Now here it was, two decades later (I did say many years, right?) and we were looking at rings. I suggested that maybe here and now was the time to replace that long-lost ring. I mean how cool? Because when he looked at it he'd remember our time in the UAE and strolling through Dubai's Gold Souq, and that would make it all the more special. I love jewelry with a story.
The shop did not have the ring on hand in his size, but they were able to get it in an hour, so we paid for the ring and then walked back to the Creek to kill some time.
The view of the Creek from the Deira side. I believe that white minaret and dome are part of Dubai's Grand Mosque. Unlike Abu Dhabi's Grand Mosque, it is open to Muslims only.
My Hoboken and NYC friends will appreciate this photo. We are used to ferries, barges and party boats on the Hudson. Well here you see ferries to the left (an abra), a freighter in the middle, and then a dhow party boat to the right.
Along the Deira side of the Creek old, wooden dhows like these dock to load and unload cargo. I could not believe how unseaworthy these dhows look, appearing to be held together with duct tape and bungie cords. They were all packed to the gills, inside and on the decks. I saw cartons labeled "refrigerator" by one boat. I was told these boats go back and forth to Iran. Honestly I don't know how they manage to stay afloat tied up at the dock, much less out to sea on the Gulf!
We stopped at a little cafe for something to drink. Doug had fresh coconut juice (or water), and I had mango juice.
When we got back to the jewelry shop we were told that their driver was stuck in traffic and would not be there for another hour. With still more time to kill and realizing we wouldn't be home till well after dinner, we asked for a recommendation for a place to eat. We ended up at Baharestan, an Iranian restaurant.
It was dark outside by the time we returned to the shop for the second time. Doug's new wedding band: brushed white gold in the middle, banded with shiny yellow gold
We found our way back to the abra station and rode back across the Creek. The reflection on the water was magical. I really felt like I was in a different world as we chugged along, my feet inches from the water.
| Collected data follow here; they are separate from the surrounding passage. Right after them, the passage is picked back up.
PR #453, opened 2021-07-29
use d.SetNewComputed for TypeSet computed attributes

### LINKED ISSUE #451: Updates to TLS Subscription Doesn't update Managed DNS Challenges Value
The recent change to support multiple domain DNS challenges was great. Thank you.

However, it appears, after the first seed, and when updating the domains from X to X+1, the `managed_dns_challenges` output doesn't increase it's output set to include new values on the corresponding plan/apply. Thus any subsequent dependencies (e.g. Route 53, won't update until a future run).

```
resource "fastly_tls_subscription" "default" {
  domains               = ["test1.example.com"]
  force_update          = true
  force_destroy         = true
}
```

```
resource "aws_route53_record" "domain_validation_records" {
   for_each = { for domain in fastly_tls_subscription.default.managed_dns_challenges : domain.record_name => domain }
   ...

   depends_on = [ fastly_tls_subscription.default ]
}
```

Then change...
```
  domains               = ["test1.example.com", "test2.example.com"]
```

The next plan/apply will update the subscription but **not** any changes for the Route53 records. In order to apply the domain validation record, an additional apply must be run after the current apply completes.

Additionally, once applied, Terraform will return immediately. However, Fastly, takes 1-10 minutes to provision appropriately.

This also causes an issue when going from a long list to small list. It will actually cause Terraform to fail.

----

I just retested the example above an in the documentation ... It appears on the very first run (no subscription, no DNS entries), it also errors also:

```
Error: Invalid for_each argument
  on dns.tf line 65, in resource "aws_route53_record" "domain_validation_records":
  65:   for_each = { for domain in fastly_tls_subscription.default.managed_dns_challenges : domain.record_name => domain }

The "for_each" value depends on resource attributes that cannot be determined
until apply, so Terraform cannot predict how many instances will be created.
To work around this, use the -target argument to first apply only the
resources that the for_each depends on.
```

The above is virtually the same as the documentation. This could be avoided as one could key the above with domains that are specified in the TLS record. However, if you do this, it doesn't work when updating the the domains of a TLS subscription due to the bug listed initially.

### Thus, recommendation:
1) Fix the `managed_dns_challenges` output to return proper values and count on a plan/apply after a change is made to the `domains` field.
2) Update the documentation for domain validation Route53 for_each loop to key using a locally defined array that is passed into the TLS subscription `domains` as that should correspond 1:1:1 all the way through.

### Fastly Provider
`0.33.0`

### Terraform Version
`0.14.6`

### Affected Resource(s)
- `fastly_tls_subscription`

smaeda-ks:
This attempts to fix: https://github.com/fastly/terraform-provider-fastly/issues/451

TODO:
- [x] Update example https://registry.terraform.io/providers/fastly/fastly/latest/docs/resources/tls_subscription#example-usage

Note:
I'm not adding acceptance tests for this change because the update action only runs for "issued" state:
https://github.com/fastly/terraform-provider-fastly/blob/v0.33.0/fastly/resource_fastly_tls_subscription.go#L23

If we're about to add tests, that require tests to interact with DNS records as well as waiting for the subscription to be issued, which isn't ideal in my view.

Reference:
https://github.com/hashicorp/terraform-plugin-sdk/issues/195

### DIFF
--- a/fastly/resource_fastly_tls_subscription.go
+++ b/fastly/resource_fastly_tls_subscription.go
@@ -25,6 +25,7 @@ func resourceFastlyTLSSubscription() *schema.Resource {
 			customdiff.ForceNewIf("configuration_id", resourceFastlyTLSSubscriptionStateNotIssued),
 			customdiff.ForceNewIf("domains", resourceFastlyTLSSubscriptionStateNotIssued),
 			customdiff.ForceNewIf("common_name", resourceFastlyTLSSubscriptionStateNotIssued),
+			resourceFastlyTLSSubscriptionSetNewComputed,
 		),
 		Schema: map[string]*schema.Schema{
 			"domains": {
@@ -329,4 +330,18 @@ func resourceFastlyTLSSubscriptionDelete(_ context.Context, d *schema.ResourceDa
 
 func resourceFastlyTLSSubscriptionStateNotIssued(_ context.Context, d *schema.ResourceDiff, _ interface{}) bool {
 	return d.Get("state").(string) != "issued"
+}
+
+func resourceFastlyTLSSubscriptionSetNewComputed(_ context.Context, d *schema.ResourceDiff, meta interface{}) error {
+	// NOTE: This is a workaround for a bug in Terraform core
+	// where TypeSet computed attributes are not being updated with the new values upon applying (in an update action).
+	// This means that they will not be updated until the second "refresh" or "apply" after the first apply.
+	// We should work around this and set the new values immediately upon applying so that other resources
+	// that are dependent on this resource can properly see the diff and trigger updates accordingly upon applying.
+	if d.HasChange("domains") {
+		d.SetNewComputed("managed_dns_challenges")
+		d.SetNewComputed("managed_http_challenges")
+	}
+
+	return nil
 }
--- a/fastly/resource_fastly_tls_subscription.go
+++ b/fastly/resource_fastly_tls_subscription.go
@@ -332,7 +332,7 @@ func resourceFastlyTLSSubscriptionStateNotIssued(_ context.Context, d *schema.Re
 	return d.Get("state").(string) != "issued"
 }
 
-func resourceFastlyTLSSubscriptionSetNewComputed(_ context.Context, d *schema.ResourceDiff, meta interface{}) error {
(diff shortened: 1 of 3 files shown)


fastly/resource_fastly_tls_subscription.go
```diff
@@ -330,3 +331,17 @@ func resourceFastlyTLSSubscriptionDelete(_ context.Context, d *schema.ResourceDa
 func resourceFastlyTLSSubscriptionStateNotIssued(_ context.Context, d *schema.ResourceDiff, _ interface{}) bool {
 	return d.Get("state").(string) != "issued"
 }
+
+func resourceFastlyTLSSubscriptionSetNewComputed(_ context.Context, d *schema.ResourceDiff, _ interface{}) error {
+	// NOTE: This is a workaround for a bug in Terraform core
```
Integralist: Can we link to an issue? I presume there's an open issue on the Hashicorp Terraform GitHub repo?
```suggestion
	// NOTE: This is a workaround for a bug in Terraform core (hashicorp/terraform-plugin-sdk#195)
```

smaeda-ks: I added the link in the description above. It's still my _assumption_ so I'm trying to clarify that part.

fastly/resource_fastly_tls_subscription.go
```diff
@@ -25,6 +25,7 @@ func resourceFastlyTLSSubscription() *schema.Resource {
 			customdiff.ForceNewIf("configuration_id", resourceFastlyTLSSubscriptionStateNotIssued),
 			customdiff.ForceNewIf("domains", resourceFastlyTLSSubscriptionStateNotIssued),
 			customdiff.ForceNewIf("common_name", resourceFastlyTLSSubscriptionStateNotIssued),
+			resourceFastlyTLSSubscriptionSetNewComputed,
```
bengesoff, line 28: It might be marginally more readable to use the `customdiff.ComputedIf()` helper method instead of calling `d.SetNewComputed()` directly? I did a similar thing in #388 but up to you

Integralist (approved):
LGTM.

virgofx:
Any chance we can get this merged and a new point release created? Would love to test this in our environment :)

cc: @smaeda-ks @Integralist

Integralist:
Hi @virgofx I'll be cutting a new release on Monday morning. Thanks!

When I posted on Facebook that I'd gone to Dubai's Gold Souk, it was assumed that I'd gotten myself something. Well...... turns out I did. When we got to the jewelry shop the second time they needed 5 minutes to polish up Doug's ring for him, so we sat down to wait in their very compact space. With a jewelry counter underneath my elbows, I noticed some earrings and pointed them out to Doug. I have been saying for years now that "someday" I would like a simple pair of hoops with diamonds on them. And for years he's said, "send me some links with pictures so I know what you mean". Now right in front of me were a pair of earrings like the ones I'd been describing, so I said, "See - these are the kind of earrings I want someday". The attentive clerk overheard me, and being the consummate sales person that he is, immediately gave Doug a discounted price if he got them on the spot. Honestly, I wasn't' fishing for earrings - I was just showing Doug what I wanted someday.